Saturday, March 29, 2008

Yeah, But Have You Ever Had a Boxer's Fracture?

As noted Friday, I've officially been a parent for one year, and what I'm finding is that sometimes parents must go to great lengths to take a lesson in good behavior to a level where a young child can understand it. Where a child can say, "Wow, Dad! Now I get it. I'll never do that again."

As a one year old, Mr. O, on occasion, will let his anger get the best of him. He'll let out a yell at the cupboard door that won't open, throw himself down and bang his still-developing skull on the floor. I've told him many times that this is not a good idea and that people just don't deal with frustration in this way. I've even tried to reason with him, pointing out that the cause of the pain in the back of his head is due to his banging of said head on the tile floor.

Three weeks back, I was struggling to find a way to get through to him, so I decided to take that lesson in good behavior to the next level. For the good of my son and in no relation to the abysmal play of the Indiana basketball team in their season-closing loss to Penn State, I punched the arm of the couch. Hard. For effect.

Not being a doctor, I didn't know immediately how to diagnose the swelling, bruising, tingling and severe pain in my right hand. It wasn't until yesterday - yes, yesterday - when I spoke to an actual doctor, that I got the verdict. A Boxer's Fracture.

Now, until that diagnosis, my trip to the doc had been a tad embarrassing. Nurses laughed at me as the reason for my visit spread through the office.

My main nurse said, "I bet your wife thinks this is pretty funny." I replied, "Could that be because you can hear her laughing from 20 miles away?"

And, the doctor actually wrote "March Madness" in my file in the space left for "Reason for Injury."

About the only things that made it all worthwhile were the two words, Boxer's Fracture. I wanted to say to the doc, "Cut me, Mick. Cut me."

An object lesson in anger management that comes with a cool name, too. A twofer.
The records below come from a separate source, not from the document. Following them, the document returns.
PR #659, opened 2023-07-19
fix(cli): Select targets only once

### LINKED ISSUE #658: kraft build appends desired target twice in selection screen
### Describe the bug

When executing the command kraft build -p xen -m arm64 -t target1 on a kraft.yaml file containing a unique target described by the platform, architecture, and name combination, the expected behavior is for the command to match and select only the target "target1 (xen/arm64)".

However, the current behavior is that the desired target (xen/arm64) gets appended twice during the filtering process, and it does not get selected exclusively. This is inconsistent with the expected behavior, as the platform, architecture, and name combination describes the target uniquely.

### Steps to reproduce

Given this sample kraft.yaml file:

```yaml
specification: '0.5'
name: helloworld
unikraft:
  version: stable
targets:
  - architecture: x86_64
    platform: kvm
    name: target1
  - architecture: arm64
    platform: xen
    name: target1
```

Run the command: 

```sh
kraft build -p xen -m arm64 -t target1
```

The user is taken to the selection screen and sees:

```sh
▸ target1 (qemu/x86_64)
target1 (xen/arm64)
target1 (xen/arm64)
```

### Expected behavior

The command should match only the target "target1 (xen/arm64)". The user should not see the selection screen.

_No response_

_No response_

### Relevant log output

_No response_

craciunoiuc:
### Prerequisite checklist

### Description of changes

If the loop is not exited, there is a good chance that a target meets several conditions at the same time and is added multiple times, as described in the issue.

GitHub-Fixes: #658

### DIFF
--- a/internal/cli/target.go
+++ b/internal/cli/target.go
@@ -95,6 +95,7 @@ func FilterTargets(targets []target.Target, arch, plat, targ string) []target.Ta
 			}
 
 			selected = append(selected, t)
+			break
 		}
 	}
 
--- a/internal/cli/target.go
+++ b/internal/cli/target.go
@@ -66,24 +66,39 @@ func FilterTargets(targets []target.Target, arch, plat, targ string) []target.Ta
 			return len(targ) == 0 && len(arch) == 0 && len(plat) == 0
 		},
 
-		// If the `targ` is supplied and the target name match
+		// If only `targ` is supplied and the target name match
 		func(t target.Target, arch, plat, targ string) bool {
-			return len(targ) > 0 && t.Name() == targ
+			return len(targ) > 0 && len(plat) == 0 && len(arch) == 0 && t.Name() == targ
 		},
 
 		// If only `arch` is supplied and the target's arch matches
 		func(t target.Target, arch, plat, targ string) bool {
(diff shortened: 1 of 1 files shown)


jake-ciolek:
Good work on addressing the multiple addition of targets as described in the original issue. When I used the kraftfile from the original bug report, it appears that your fix solved the duplication problem.

However, the issue with the selection screen still popping up persists. It prompts me to choose between these options:

```sh
[?] select target:
  ▸ target1 (qemu/x86_64)
    target1 (xen/arm64)
```

Even though the kraft build -p xen -m arm64 -t target1 command should exclusively match "target1 (xen/arm64)" without any user interaction. I believe we should consider this issue as partially resolved, and it might be beneficial to investigate why the selection screen still appears despite providing a unique target identifier.

craciunoiuc:
makes sense, looking into now

craciunoiuc:
@jake-ciolek check again

I think previously target was to be used separately from arch/plat, I can't quite remember, anyways, I made it so that both 3 can be used

jake-ciolek (approved):
Thanks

Plus, as Mr. O grows up, I'll have an 8 1/2 x 11 x-ray to use in showing him exactly what can happen when he loses his temper. I'll pull out that film and point to the hairline crack in my hand and say:

"Mr. O. A wise, wise man once wrote: In the clearing stands a boxer, and a fighter by his trade and he carries the reminders of ev'ry glove that laid him down and cut him till he cried out in his anger and his shame, 'I am leaving, I am leaving.' But the fighter still remains... Lie-la-lie."
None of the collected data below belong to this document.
PR #662, opened 2023-07-20
fix: Alias platform argument

### LINKED ISSUE #657: kraft build fails to correctly filter targets with "kvm" platform
### Describe the bug

Filtering using the -p flag and targetting "kvm" specifically, doesn't match targets from the kraft.yaml file.

Before filtering, "kvm" gets aliased to "qemu". As a result, the filtering matches no targets.

### Steps to reproduce

Given this sample kraft.yaml file:

```yaml
specification: '0.5'
name: helloworld
unikraft:
  version: stable
targets:
  - architecture: x86_64
    platform: kvm
  - architecture: arm64
    platform: xen
```

Run the command:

Remember those words, son.
UPDATE: Not on the condition of my hand, but on the outpouring of concern from my family.

Mom delivered these to me today...about 30 years too late.

In case you can't tell from the picture, these are Styrofoam Incredible Hulk fists that "roarrrrrr" when you hit things.

They are larger than Mr. O's head, so I'll wait till later to pass these on to the next generation.